*GOAL OF THE EXERCISE*: Write out the line that has "I'll see if" in it, along with each line that comes after it until the listing ends, and add nothing.
++++ SUPPLIED DATA ++++
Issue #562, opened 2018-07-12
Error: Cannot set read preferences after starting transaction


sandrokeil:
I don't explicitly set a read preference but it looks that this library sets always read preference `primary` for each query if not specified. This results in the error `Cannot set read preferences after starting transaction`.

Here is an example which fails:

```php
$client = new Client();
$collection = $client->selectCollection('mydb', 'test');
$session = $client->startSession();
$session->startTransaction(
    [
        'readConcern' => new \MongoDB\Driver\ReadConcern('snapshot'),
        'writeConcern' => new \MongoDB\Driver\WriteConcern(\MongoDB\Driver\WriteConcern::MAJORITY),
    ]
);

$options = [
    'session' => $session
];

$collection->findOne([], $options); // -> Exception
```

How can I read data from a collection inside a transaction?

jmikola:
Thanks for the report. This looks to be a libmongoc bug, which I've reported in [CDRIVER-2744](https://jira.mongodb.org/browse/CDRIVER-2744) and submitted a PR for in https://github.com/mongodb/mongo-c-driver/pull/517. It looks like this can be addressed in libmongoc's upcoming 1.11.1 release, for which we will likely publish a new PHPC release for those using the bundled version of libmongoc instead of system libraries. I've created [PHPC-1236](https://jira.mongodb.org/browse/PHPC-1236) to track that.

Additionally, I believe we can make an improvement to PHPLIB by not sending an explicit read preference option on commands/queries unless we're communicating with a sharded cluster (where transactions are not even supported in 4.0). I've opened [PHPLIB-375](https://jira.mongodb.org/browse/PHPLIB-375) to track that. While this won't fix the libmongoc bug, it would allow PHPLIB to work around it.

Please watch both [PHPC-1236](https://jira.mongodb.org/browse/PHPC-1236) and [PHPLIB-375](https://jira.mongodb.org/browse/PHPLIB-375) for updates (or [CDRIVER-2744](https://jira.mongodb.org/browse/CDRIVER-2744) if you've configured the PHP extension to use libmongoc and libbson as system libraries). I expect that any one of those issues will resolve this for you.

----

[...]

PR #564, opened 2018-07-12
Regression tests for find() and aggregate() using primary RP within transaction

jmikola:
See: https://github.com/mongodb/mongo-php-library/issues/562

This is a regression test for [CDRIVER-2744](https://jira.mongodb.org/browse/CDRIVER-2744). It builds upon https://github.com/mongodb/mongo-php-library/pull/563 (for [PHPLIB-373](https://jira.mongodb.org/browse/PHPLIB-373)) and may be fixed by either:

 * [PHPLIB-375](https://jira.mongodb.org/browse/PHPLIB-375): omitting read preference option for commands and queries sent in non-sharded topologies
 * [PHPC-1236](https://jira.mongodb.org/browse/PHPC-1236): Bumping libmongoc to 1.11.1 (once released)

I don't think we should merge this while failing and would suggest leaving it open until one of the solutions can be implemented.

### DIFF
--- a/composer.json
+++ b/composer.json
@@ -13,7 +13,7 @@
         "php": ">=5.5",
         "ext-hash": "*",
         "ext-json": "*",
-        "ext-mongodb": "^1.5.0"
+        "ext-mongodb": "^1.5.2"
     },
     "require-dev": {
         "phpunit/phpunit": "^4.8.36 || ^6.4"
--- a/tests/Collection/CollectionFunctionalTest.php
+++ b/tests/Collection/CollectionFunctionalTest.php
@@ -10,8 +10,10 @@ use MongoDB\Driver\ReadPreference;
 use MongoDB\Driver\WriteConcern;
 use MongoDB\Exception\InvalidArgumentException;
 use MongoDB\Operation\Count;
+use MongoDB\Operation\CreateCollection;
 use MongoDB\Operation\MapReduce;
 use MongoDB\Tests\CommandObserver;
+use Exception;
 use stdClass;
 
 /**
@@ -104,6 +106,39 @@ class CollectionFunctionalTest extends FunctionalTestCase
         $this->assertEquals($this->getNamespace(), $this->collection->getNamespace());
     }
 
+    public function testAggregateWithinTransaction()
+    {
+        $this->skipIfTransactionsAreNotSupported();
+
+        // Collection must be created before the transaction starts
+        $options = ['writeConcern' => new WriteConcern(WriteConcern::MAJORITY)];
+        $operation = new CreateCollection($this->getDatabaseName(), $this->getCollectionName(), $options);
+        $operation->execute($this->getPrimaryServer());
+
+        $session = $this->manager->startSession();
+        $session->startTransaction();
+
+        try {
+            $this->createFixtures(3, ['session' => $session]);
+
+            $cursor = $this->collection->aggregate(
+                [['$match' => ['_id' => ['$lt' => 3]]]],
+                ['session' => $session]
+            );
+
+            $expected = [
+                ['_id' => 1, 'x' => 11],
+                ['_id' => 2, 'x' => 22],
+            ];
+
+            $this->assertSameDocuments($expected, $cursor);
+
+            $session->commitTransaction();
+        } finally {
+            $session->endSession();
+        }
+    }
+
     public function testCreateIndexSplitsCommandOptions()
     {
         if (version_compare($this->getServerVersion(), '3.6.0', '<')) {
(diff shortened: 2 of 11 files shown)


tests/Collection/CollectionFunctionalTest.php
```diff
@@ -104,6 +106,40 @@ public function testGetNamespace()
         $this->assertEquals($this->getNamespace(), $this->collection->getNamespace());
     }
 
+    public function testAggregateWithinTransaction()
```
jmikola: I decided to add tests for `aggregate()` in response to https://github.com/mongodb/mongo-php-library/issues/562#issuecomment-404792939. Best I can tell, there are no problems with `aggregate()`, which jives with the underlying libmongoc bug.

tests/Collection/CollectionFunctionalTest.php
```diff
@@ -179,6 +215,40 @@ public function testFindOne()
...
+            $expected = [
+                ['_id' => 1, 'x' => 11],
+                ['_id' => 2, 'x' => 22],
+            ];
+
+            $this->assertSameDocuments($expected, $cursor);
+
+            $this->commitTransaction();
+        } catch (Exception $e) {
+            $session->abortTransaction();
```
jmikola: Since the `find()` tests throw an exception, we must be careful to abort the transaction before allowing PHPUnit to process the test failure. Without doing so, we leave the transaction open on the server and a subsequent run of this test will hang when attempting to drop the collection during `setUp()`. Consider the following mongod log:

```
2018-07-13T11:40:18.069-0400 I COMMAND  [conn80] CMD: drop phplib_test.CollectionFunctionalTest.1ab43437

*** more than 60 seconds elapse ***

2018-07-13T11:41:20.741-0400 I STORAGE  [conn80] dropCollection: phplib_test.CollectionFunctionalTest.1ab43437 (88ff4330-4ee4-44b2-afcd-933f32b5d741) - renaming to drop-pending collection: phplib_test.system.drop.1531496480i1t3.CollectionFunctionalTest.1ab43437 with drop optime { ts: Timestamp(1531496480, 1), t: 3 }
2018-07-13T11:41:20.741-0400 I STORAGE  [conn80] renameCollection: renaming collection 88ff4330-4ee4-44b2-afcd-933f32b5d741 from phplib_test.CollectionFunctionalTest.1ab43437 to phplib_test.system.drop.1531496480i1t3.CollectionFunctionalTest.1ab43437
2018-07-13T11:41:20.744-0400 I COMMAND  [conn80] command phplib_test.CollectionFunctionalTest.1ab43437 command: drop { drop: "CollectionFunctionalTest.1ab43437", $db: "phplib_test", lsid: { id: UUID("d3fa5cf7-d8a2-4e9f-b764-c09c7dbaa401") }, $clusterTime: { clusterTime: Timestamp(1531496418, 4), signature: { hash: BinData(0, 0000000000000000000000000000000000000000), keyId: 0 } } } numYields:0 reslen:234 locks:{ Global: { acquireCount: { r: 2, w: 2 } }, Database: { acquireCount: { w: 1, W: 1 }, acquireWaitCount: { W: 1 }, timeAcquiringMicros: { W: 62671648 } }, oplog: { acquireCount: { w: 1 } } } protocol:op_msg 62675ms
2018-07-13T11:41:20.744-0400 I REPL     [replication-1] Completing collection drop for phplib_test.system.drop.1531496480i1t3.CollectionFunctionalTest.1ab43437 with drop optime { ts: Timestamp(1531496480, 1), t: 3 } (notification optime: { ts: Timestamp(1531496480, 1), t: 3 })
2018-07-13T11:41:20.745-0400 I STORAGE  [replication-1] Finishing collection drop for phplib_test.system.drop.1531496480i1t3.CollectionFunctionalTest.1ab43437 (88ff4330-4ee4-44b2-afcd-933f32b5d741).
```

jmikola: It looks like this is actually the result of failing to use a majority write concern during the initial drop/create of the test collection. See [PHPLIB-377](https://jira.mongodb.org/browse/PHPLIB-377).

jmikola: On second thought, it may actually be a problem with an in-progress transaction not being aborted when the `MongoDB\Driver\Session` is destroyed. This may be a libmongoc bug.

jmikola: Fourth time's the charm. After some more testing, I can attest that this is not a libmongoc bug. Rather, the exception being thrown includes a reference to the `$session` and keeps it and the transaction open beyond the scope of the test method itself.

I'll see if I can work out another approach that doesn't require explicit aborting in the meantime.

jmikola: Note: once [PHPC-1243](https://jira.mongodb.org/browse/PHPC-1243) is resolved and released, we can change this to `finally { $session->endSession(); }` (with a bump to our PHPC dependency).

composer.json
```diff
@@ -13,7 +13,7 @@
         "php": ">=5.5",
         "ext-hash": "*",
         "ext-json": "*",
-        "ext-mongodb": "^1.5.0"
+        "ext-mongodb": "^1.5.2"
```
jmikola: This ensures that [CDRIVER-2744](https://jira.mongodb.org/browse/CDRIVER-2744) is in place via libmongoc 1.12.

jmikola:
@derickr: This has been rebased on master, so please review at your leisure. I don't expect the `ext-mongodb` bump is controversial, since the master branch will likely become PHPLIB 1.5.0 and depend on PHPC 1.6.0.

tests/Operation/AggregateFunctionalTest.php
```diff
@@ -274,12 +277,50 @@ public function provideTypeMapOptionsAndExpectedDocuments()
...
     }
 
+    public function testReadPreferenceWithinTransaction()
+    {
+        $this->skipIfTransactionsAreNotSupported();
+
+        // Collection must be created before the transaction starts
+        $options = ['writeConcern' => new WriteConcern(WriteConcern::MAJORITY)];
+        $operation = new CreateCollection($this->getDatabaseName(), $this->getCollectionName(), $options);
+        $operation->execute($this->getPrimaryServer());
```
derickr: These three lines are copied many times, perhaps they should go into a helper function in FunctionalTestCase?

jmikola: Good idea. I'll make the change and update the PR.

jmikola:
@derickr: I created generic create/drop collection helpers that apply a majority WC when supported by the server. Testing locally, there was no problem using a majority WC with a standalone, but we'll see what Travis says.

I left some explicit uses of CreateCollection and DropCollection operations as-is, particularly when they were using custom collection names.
++++
*EXERCISE RESULT*:
I'll see if I can work out another approach that doesn't require explicit aborting in the meantime.

jmikola: Note: once [PHPC-1243](https://jira.mongodb.org/browse/PHPC-1243) is resolved and released, we can change this to `finally { $session->endSession(); }` (with a bump to our PHPC dependency).

composer.json
```diff
@@ -13,7 +13,7 @@
         "php": ">=5.5",
         "ext-hash": "*",
         "ext-json": "*",
-        "ext-mongodb": "^1.5.0"
+        "ext-mongodb": "^1.5.2"
```
jmikola: This ensures that [CDRIVER-2744](https://jira.mongodb.org/browse/CDRIVER-2744) is in place via libmongoc 1.12.

jmikola:
@derickr: This has been rebased on master, so please review at your leisure. I don't expect the `ext-mongodb` bump is controversial, since the master branch will likely become PHPLIB 1.5.0 and depend on PHPC 1.6.0.

tests/Operation/AggregateFunctionalTest.php
```diff
@@ -274,12 +277,50 @@ public function provideTypeMapOptionsAndExpectedDocuments()
...
     }
 
+    public function testReadPreferenceWithinTransaction()
+    {
+        $this->skipIfTransactionsAreNotSupported();
+
+        // Collection must be created before the transaction starts
+        $options = ['writeConcern' => new WriteConcern(WriteConcern::MAJORITY)];
+        $operation = new CreateCollection($this->getDatabaseName(), $this->getCollectionName(), $options);
+        $operation->execute($this->getPrimaryServer());
```
derickr: These three lines are copied many times, perhaps they should go into a helper function in FunctionalTestCase?

jmikola: Good idea. I'll make the change and update the PR.

jmikola:
@derickr: I created generic create/drop collection helpers that apply a majority WC when supported by the server. Testing locally, there was no problem using a majority WC with a standalone, but we'll see what Travis says.

I left some explicit uses of CreateCollection and DropCollection operations as-is, particularly when they were using custom collection names.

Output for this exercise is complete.